Saved entries
PR #525, opened 2021-03-17
Typing fixes for Pontoon TypeScript migration, fix #524

### LINKED ISSUE #524: Improve typing support to aid Pontoon flow-to-ts migration
Some of the issues we see when trying to migrate Pontoon's frontend to typescript come from Fluent.

Let's have an issue to track that work.

I've got a first step for `@fluent/langneg`, but that might not be all.

CC  @mathjazz @adngdb

Pike:
* Stricter typing for @fluent/langneg

### DIFF
--- a/fluent-syntax/src/parser.ts
+++ b/fluent-syntax/src/parser.ts
@@ -1,6 +1,8 @@
 /*  eslint no-magic-numbers: [0]  */
 
 import * as AST from "./ast.js";
+// eslint-disable-next-line no-duplicate-imports
+import type {Resource, Entry} from "./ast.js";
 import { EOF, EOL, FluentParserStream } from "./stream.js";
 import { ParseError } from "./errors.js";
 
@@ -11,10 +13,6 @@ const trailingWSRe = /[ \t\n\r]+$/;
 type ParseFn<T> =
   // eslint-disable-next-line @typescript-eslint/no-explicit-any
   (this: FluentParser, ps: FluentParserStream, ...args: Array<any>) => T;
-
-type Comment = AST.Comment | AST.GroupComment | AST.ResourceComment
-type Entry = AST.Message | AST.Term | Comment;
-type EntryOrJunk = Entry | AST.Junk;
 
 function withSpan<T extends AST.SyntaxNode>(fn: ParseFn<T>): ParseFn<T> {
   return function (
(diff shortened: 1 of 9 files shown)


fluent-syntax/src/parser.ts
```diff
@@ -669,7 +667,9 @@ export class FluentParser {
     return selector;
   }
 
-  getInlineExpression(ps: FluentParserStream): AST.Expression | AST.Placeable {
+  getInlineExpression(
+    ps: FluentParserStream
+  ): AST.InlineExpression | AST.Placeable {
```
zbraniecki, line 672: `suggestion (if-minor)`: this could be a bit cleaner if we separated `getPlaceable` from `getInlineExpression`.

zbraniecki (approved):
lgtm. one suggestion, optional, if-minor.

Pike:
I've also tested this with temporarily installing my branch on the corresponding Pontoon PR, https://github.com/mozilla/pontoon/pull/1902. When doing the TS conversion there, I end up with just two remaining issues, where the Transformer claims to not have the `visit` and `genericVisit` methods. Given they're there, I don't think that should block.

Which is a long winding way of saying that this doesn't just look nice in theory, but also stood the test of a TypeScript consumer.

fluent-syntax/src/parser.ts
Pike: I gave this a look, and my intuition isn't strong here. And I don't think our tests are exhaustive. Like, I was rather surprised that 

```
shared-photos = {NUMBER({1 ->
  *[1] 2
})}
```

works. Which made me wonder if it's not about expressions when it comes down to block vs inline, but placeable.

I've paged most of that context out of my brain, so it's not minor to me.

Playground also seems to behave differently to my local repo, and I'll call shotgun on that one. It still uses the `0.14` compat build.

zbraniecki: ouch. That's not spec compliant, right?

Spec doesn't allow for it - https://github.com/projectfluent/fluent/blob/master/spec/fluent.ebnf#L74
Rust doesn't allow for it - https://github.com/projectfluent/fluent-rs/blob/master/fluent-syntax/src/parser/expression.rs#L176

maybe it's time to consider Rust->JS export for the parser?

Pike: I think the spec allows it, https://github.com/projectfluent/fluent/blob/master/spec/fluent.ebnf#L59 has the `inline_placeable` as inline expression. And I tested the fluent-rs parser, too, and it was fine.

```
jazz = {{{1->
  *[1] 2
  }}->
  *[1] 3
}
```

OTH is illegal. Works on playground as in not only in the resolver, but also shows an AST.

zbraniecki: ah, right. The `placeholder` loophole in inline :) retracting my previous statement.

§ What is needed:
Go through the records and print each one exactly.

§ Response area:
PR #525, opened 2021-03-17
Typing fixes for Pontoon TypeScript migration, fix #524

### LINKED ISSUE #524: Improve typing support to aid Pontoon flow-to-ts migration
Some of the issues we see when trying to migrate Pontoon's frontend to typescript come from Fluent.

Let's have an issue to track that work.

I've got a first step for `@fluent/langneg`, but that might not be all.

CC  @mathjazz @adngdb

Pike:
* Stricter typing for @fluent/langneg

### DIFF
--- a/fluent-syntax/src/parser.ts
+++ b/fluent-syntax/src/parser.ts
@@ -1,6 +1,8 @@
 /*  eslint no-magic-numbers: [0]  */
 
 import * as AST from "./ast.js";
+// eslint-disable-next-line no-duplicate-imports
+import type {Resource, Entry} from "./ast.js";
 import { EOF, EOL, FluentParserStream } from "./stream.js";
 import { ParseError } from "./errors.js";
 
@@ -11,10 +13,6 @@ const trailingWSRe = /[ \t\n\r]+$/;
 type ParseFn<T> =
   // eslint-disable-next-line @typescript-eslint/no-explicit-any
   (this: FluentParser, ps: FluentParserStream, ...args: Array<any>) => T;
-
-type Comment = AST.Comment | AST.GroupComment | AST.ResourceComment
-type Entry = AST.Message | AST.Term | Comment;
-type EntryOrJunk = Entry | AST.Junk;
 
 function withSpan<T extends AST.SyntaxNode>(fn: ParseFn<T>): ParseFn<T> {
   return function (
(diff shortened: 1 of 9 files shown)


fluent-syntax/src/parser.ts
```diff
@@ -669,7 +667,9 @@ export class FluentParser {
     return selector;
   }
 
-  getInlineExpression(ps: FluentParserStream): AST.Expression | AST.Placeable {
+  getInlineExpression(
+    ps: FluentParserStream
+  ): AST.InlineExpression | AST.Placeable {
```
zbraniecki, line 672: `suggestion (if-minor)`: this could be a bit cleaner if we separated `getPlaceable` from `getInlineExpression`.

zbraniecki (approved):
lgtm. one suggestion, optional, if-minor.

Pike:
I've also tested this with temporarily installing my branch on the corresponding Pontoon PR, https://github.com/mozilla/pontoon/pull/1902. When doing the TS conversion there, I end up with just two remaining issues, where the Transformer claims to not have the `visit` and `genericVisit` methods. Given they're there, I don't think that should block.

Which is a long winding way of saying that this doesn't just look nice in theory, but also stood the test of a TypeScript consumer.

fluent-syntax/src/parser.ts
Pike: I gave this a look, and my intuition isn't strong here. And I don't think our tests are exhaustive. Like, I was rather surprised that 

```
shared-photos = {NUMBER({1 ->
  *[1] 2
})}
```

works. Which made me wonder if it's not about expressions when it comes down to block vs inline, but placeable.

I've paged most of that context out of my brain, so it's not minor to me.

Playground also seems to behave differently to my local repo, and I'll call shotgun on that one. It still uses the `0.14` compat build.

zbraniecki: ouch. That's not spec compliant, right?

Spec doesn't allow for it - https://github.com/projectfluent/fluent/blob/master/spec/fluent.ebnf#L74
Rust doesn't allow for it - https://github.com/projectfluent/fluent-rs/blob/master/fluent-syntax/src/parser/expression.rs#L176

maybe it's time to consider Rust->JS export for the parser?

Pike: I think the spec allows it, https://github.com/projectfluent/fluent/blob/master/spec/fluent.ebnf#L59 has the `inline_placeable` as inline expression. And I tested the fluent-rs parser, too, and it was fine.

```
jazz = {{{1->
  *[1] 2
  }}->
  *[1] 3
}
```

OTH is illegal. Works on playground as in not only in the resolver, but also shows an AST.

zbraniecki: ah, right. The `placeholder` loophole in inline :) retracting my previous statement.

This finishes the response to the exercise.